Trabecular bone is a flexible, lightweight bone tissue that exhibits hierarchical mechanisms of fracture resistance across scales. At the mesoscale, trabecular bone resembles a web of interconnected bone struts (trabeculae) that erode with age and diseases such as osteoporosis, resulting in increased fracture propensity. Recent ex vivo bone experiments have indicated that the traditional diagnostic marker of osteoporosis, bone mineral density (BMD), correlates poorly with bone strength when used as a sole predictor, but that it can explain much of the variation in bone strength when considered in conjunction with architectural features.

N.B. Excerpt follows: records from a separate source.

PR #90, opened 2026-09-23
Fix issue #86 ("apply.sh recreates / restarts containers in place"): replace apply

### LINKED ISSUE #86: apply.sh recreates / restarts containers in place — no zero-downtime path for gateway, portal, or sidecars
## Symptom

`scripts/apply.sh` is documented as "the one command" for rolling a config or code change out to the live stack, but every code path through it takes the gateway, portal, and (on env-key adds) every sidecar offline simultaneously:

1. **`apply.sh:175-176`** — when `scripts/sync-env.sh` appended any new `.env` key, `docker compose up -d --force-recreate gateway portal claude-max-sidecar codex-sidecar opencode-go-sidecar xai-token-proxy` stops all six, then brings them up sequentially. The gateway's `start_period: 40s` + `interval: 15s` × `retries: 5` healthcheck means the port on `:4000` can stay unreachable for ~75–115s while the new container warms. Every CLI tool pointed at the gateway (Claude Code, Codex, opencode, anything using `/v1/messages` or `/v1/chat/completions`) gets `connection refused` / `ECONNRESET` for the duration.

2. **`apply.sh:179`** — when no env keys were added, plain `docker compose up -d` still recreates any service whose **definition** changed: rebuilt image, added env, new mount. A code change to `switchyard/*.py` triggers a rebuild (`apply.sh:159`) and then this `up -d` recreates the gateway in place. Same ~75–115s of gateway downtime.

3. **`reload.sh:93-94`** — when the router signature differs (new model string, new `api_base`, new credential env), `docker compose restart gateway` is unconditional. The restart sequence is `docker stop` (10s grace, then SIGKILL) → `docker start` → `start_period` → healthchecks → ready. The `start_period: 40s` is the dominant term here too. Any LiteLLM worker with an in-flight streaming response is killed mid-stream, and the caller's tool sees `httpx.RemoteProtocolError` mid-tool-loop.

4. **Sidecar code / image changes** — `apply.sh:159` rebuilds the `sidecar` image used by `claude-max-sidecar`, `codex-sidecar`, `opencode-go-sidecar`, `opencode-go2-sidecar` together, and the subsequent `up -d` (or `--force-recreate`) drops each one. The gateway has no internal retry for a sidecar socket failure (`hooks.py` uses `num_retries=0`, see the comment at `hooks.py:11-18`); the caller's 429 retry re-enters the proxy and re-picks against the fresh cooldowns, but a *connection refused* during recreate surfaces as 502 to the caller, not as a re-pickable failure.

The hot-swap path in `reload.sh:67-87` is the only zero-downtime leg, and it only fires when `models.router_signature` is byte-equal — i.e. policy-only edits. Any router-shaped edit, any code change, any new env key: gateway goes down.

This is a **bug**, not an enhancement, because the existing behaviour is unsafe to run during a working session. `#15` was the last symptom of this — "242 'socket connection was closed' in one day" — and closed because the immediate cause (a specific socket-drop path) was patched. The structural cause (the deploy itself drops the gateway) is unchanged.

## Repro

On the main checkout, with the stack running:

```bash
# Edit config/plans.yaml to add a new model to an existing lane.
# This is a router-shaped change: signature differs, plan cap may change.
scripts/apply.sh
# Watch the gateway port:
watch -n 1 'docker compose ps gateway; \
  curl -sS -o /dev/null -w "%{http_code} %{time_total}s\n" \
    -m 1 http://localhost:4000/health/liveliness || echo down'
```

Expected after the fix: gateway stays `200` throughout the whole apply. Observed today: `connection refused` / `000` for the full `start_period` (40s+) plus any extra healthcheck retries.

Force-recreate path (any new `.env` key):

```bash
echo "NEW_KEY=1" >> .env.example
scripts/sync-env.sh                  # appends NEW_KEY to .env
scripts/apply.sh                     # --force-recreate on all six
# Observed: gateway, portal, and all four sidecars go down in turn;
# the gateway is the last to come back up (~75-115s).
```

## Where the downtime comes from

```
apply.sh:159   docker compose build "${stale[@]}"             # builds images; running containers unaffected — OK
apply.sh:175   docker compose up -d --force-recreate \
                    gateway portal claude-max-sidecar codex-sidecar \
                    opencode-go-sidecar xai-token-proxy       # ALL six recreated, stop-then-start
apply.sh:179   docker compose up -d                            # recreates services whose definition changed
                 (gateway env, gateway mounts, rebuilt gateway image, sidecar rebuild, ...)
reload.sh:94   docker compose restart gateway                  # unconditional when router sig differs
```

Three recreate sites, all in-place. No service is run twice. No port is held by a stand-by. The `depends_on` block on the gateway (`docker-compose.yml:73-74`) means compose waits for `redis`/`postgres` to be `service_healthy` before starting the new gateway, but it does **not** wait for the **old** gateway to drain — `up -d` (and `--force-recreate`) defaults to `stop-then-start` with the standard 10s SIGTERM grace, then SIGKILL.

The `healthcheck` on the gateway (`docker-compose.yml:75-80`) is good for "did the new container come up" but not for "can I take this one out". There is no `pre_stop` hook, no readiness gate on the **outgoing** container, and no overlap between the two.

## Refined approach: drain flag + session migration, in unload-first order

For the sidecars, true zero-downtime per sidecar is hard (each owns one CLI login, so two instances means two logins — that's exactly what `opencode-go2-sidecar` exists for as separate-quota, not HA). What *is* feasible — and is enough to keep the LANE up — is **drain + migrate + replace**, ordered so the lane's absorbing sibling is up and ready before it has to take load.

### Picker changes (one new gate, one new procedure)

1. **New Redis key** `K_DRAIN = "sy:drain:{plan}"` in `slots.py`. Written by `apply.sh`, read by the picker.

3. **Picker honors the drain flag** in `picker.py:_visit_ref` (`picker.py:225-281`), alongside the existing `cooldown_state` check at line 244. A drained plan is skipped for **new** requests; the body walk falls through to the lane's next sibling plan. Skipped reason: `f"{ref}(draining)"`.

3. **Session migration** — the picker honors session leases via `get_lease` (`picker.py:643-686`), and an unmodified lease points the next turn straight back at the drained sidecar. `apply.sh` has to rewrite the lease before stopping the container:

   - Maintain a reverse index `K_LEASE_PLAN = "sy:lease_plan:{plan}"` as a Redis set, written in `slots.set_lease` (`slots.py:249-250`) alongside the existing lease write, removed in `slots.drop_lease` (`slots.py:255-261`) alongside the existing delete. SCAN-based enumeration of `sy:lease:*` is too slow at scale; this set is O(N) per drain where N is the sidecar's active sessions.
   - For each session ID in the set, re-pick using the picker's normal routing logic with the drained plan excluded. That gives a sibling `model.ref`, and the lease is rewritten: `set_lease(session, new_ref, ttl)`. The picker itself doesn't need to know migration happened; it just sees the new lease on the next request.
   - **Known cost of mid-session migration** — CLI bridges (`mcp_bridge`, `cli_bridge`) keep conversation history in the gateway's request payload, so the new CLI process continues the conversation fine. CLI-side session resumption (e.g. `claude --resume`) loses its in-memory scratch state, but only for the CLI process itself; the gateway-side turn-to-turn continuity is unaffected. This is the same shape as a normal cooldown re-route, just operator-triggered.

4. **In-flight wait** — before stopping the sidecar, `apply.sh` polls `ZCARD sy:inflight:{plan}` until it hits 0 (existing `slots.in_flight(plan)` already prunes stale entries: `slots.py:192-195`). Two safety nets cover what polling can't:
   - A hard grace period (`apply.sh --drain-grace-secs`, default 30s) past `ZCARD == 0`, so any tool call that just claimed a slot has time to settle.
   - For `mcp_bridge` parked calls, the grace has to clear the parked-call timeout (90s); make the grace configurable per-sidecar or just default to 120s for the MCP-bridged ones. The picker doesn't see parked calls; the gate would have to be a separate `sy:parked:{plan}` counter, or the grace is the simpler answer.

### Per-sidecar drain order — unloaded first

A single sidecar's load right now is `ZCARD sy:inflight:{plan}` plus a recent-activity rate from the usage ledger. Order the sidecars being replaced like this:

```
score(plan) = in_flight + recent_rate
sort by score ascending        # 0 → light → heavy
```

…then walk them in that order. The reasoning, lane-by-lane:

- **Multi-sidecar lane** (e.g. two `opencode-go` plans sharing one lane, or any lane with sibling plans): when the unloaded sibling is drained first, the lane's other members take the brief load spike from migrated sessions *while still healthy*. When the heavier sibling is drained next, the first sibling is **already back up and warm**, ready to absorb. Replacing heavy first would have the absorbing sibling carrying its own load PLUS the migrating sessions PLUS still warming up — three multiplicative sources of degradation.
- **Single-sidecar lane** (most lanes today — `claude-max`, `openai`+`astra` on one `codex-sidecar`, `grok` on `xai-token-proxy`): draining always takes the lane down briefly because there's no sibling to absorb. The order doesn't help availability, but it does help **operator feedback**: an unload-first walk surfaces a broken image or auth failure on the cheapest replacement first, before doing the more disruptive work on the loaded ones. By the time the heavy walk starts, the easy ones have either succeeded (good signal) or failed loudly (saved time).
- **`xai-token-proxy`** is the odd one out — no CLI process, just an OAuth token in a file. Replacement is trivially cheap regardless of load. Still goes through the same drain flow because the gateway calls it over HTTP the same way as the CLI sidecars; the cost is just lower.

### `apply.sh` shape

Replace the single `docker compose up -d [--force-recreate]` line at `apply.sh:175` / `apply.sh:179` with a per-sidecar drain loop. The gateway and portal still get the same proxy-based treatment from the previous revision of this issue.

```bash
# After build, before up -d:
SERVICES=$(docker compose config --services | grep -E 'sidecar|token-proxy')
for svc in $(order_by_load "$SERVICES"); do
  plan=$(docker compose exec -T "$svc" printenv SWITCHYARD_PLAN)
  redis-cli -n 1 SET "sy:drain:$plan" 1                   # picker skips this plan
  migrate_sessions "$plan"                                # rewrite leases to siblings
  wait_inflight_drain "$plan" --grace "${GRACE:-120}"
  docker compose stop "$svc"                              # SIGTERM, in-flight should be 0
  docker compose up -d --no-deps --force-recreate "$svc"  # new image, new container
  wait_healthy "$svc"
  redis-cli -n 1 DEL "sy:drain:$plan"
  settle "$svc"                                           # brief, so the next drain starts from a clean lane
done

# Then the gateway/portal proxy-aware swap from the prior revision.
# Then `docker compose up -d` for any service not handled by the above.
```

The `--dry-run` path prints the planned drain order without writing any state. The `--build` flag still triggers `docker compose build` first, so a rebuild is paired with the per-service recreate; without `--build`, the drain loop is a no-op when no image is stale.

### What this does and doesn't get us

- **Lane stays up when a sibling exists.** For the multi-sidecar case, the lane is observably 200 throughout the swap. The user's active turn on the doomed sidecar finishes; their next turn is on the sibling.
- **Lane goes down briefly when no sibling exists.** For the rest, the lane takes sub-second-to-30s of downtime per sidecar, ordered so the easy ones go first. Better than today's 30s+ of `connection refused` for every sidecar, but not zero.
- **Gateway + portal still need the proxy-based fix.** The drain+migrate path solves sidecars. The gateway and portal themselves (`:4000`, `:4001`) need the two-instance rolling swap described in the prior revision.
- **CLI auth state is lost per sidecar.** The CLI process inside the new container starts fresh. Sessions that were mid-tool-loop on the old CLI process get their tool result re-sent (the gateway replays from the conversation history), and the new CLI process resumes from the gateway's view. This is exactly how a cooldown re-route behaves today; the only new thing is that the operator triggered it.

### Acceptance

After the fix:

- `scripts/apply.sh` while a Claude Code session is mid-tool-loop on `claude-max`: the tool call finishes on the old sidecar; the next user turn lands on a new sidecar without the user seeing `connection refused` or a stalled UI.
- `scripts/apply.sh` while a session is hot on `opencode-go`: the session migrates to `opencode-go2` (or the lane's other sibling) before the sidecar is replaced, and the lane stays at 200 throughout.
- `scripts/apply.sh --dry-run` shows the drain order (sorted by current load), the number of leases to migrate per sidecar, and the predicted total drain time.
- The repro at the top of this issue shows `200` for the gateway port throughout, and at most a sub-second blip per sidecar on the lane's `docker compose ps` healthcheck.

Fledgewing:
## Summary

Fix issue #86 ("apply.sh recreates / restarts containers in place"): replace
apply.sh's stop-then-start recreation of sidecars, xai-token-proxy, gateway
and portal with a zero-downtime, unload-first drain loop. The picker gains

We introduce a novel approach to modeling trabecular bone that combines network analysis with simulations of mechanical loading and failure, enabling a unique characterization of how bone architecture contributes to robustness and resilience. Network science has been applied to a vast range of systems across biology and soft condensed matter physics, among many other fields, but has rarely been applied to the study of bone. Exploiting the disordered network resemblance of bone, we generate network models from tomographic images of real human vertebral bone. We simulate loading and deformation on finite element models in which edges are replaced by beams, resulting in a considerable reduction in computation time in comparison with fine-grained models used for in silico validation. The beam-element analysis facilitates direct comparison of mechanics and topology at multiple scales ranging from that of individual edges (beams) to the network as a whole.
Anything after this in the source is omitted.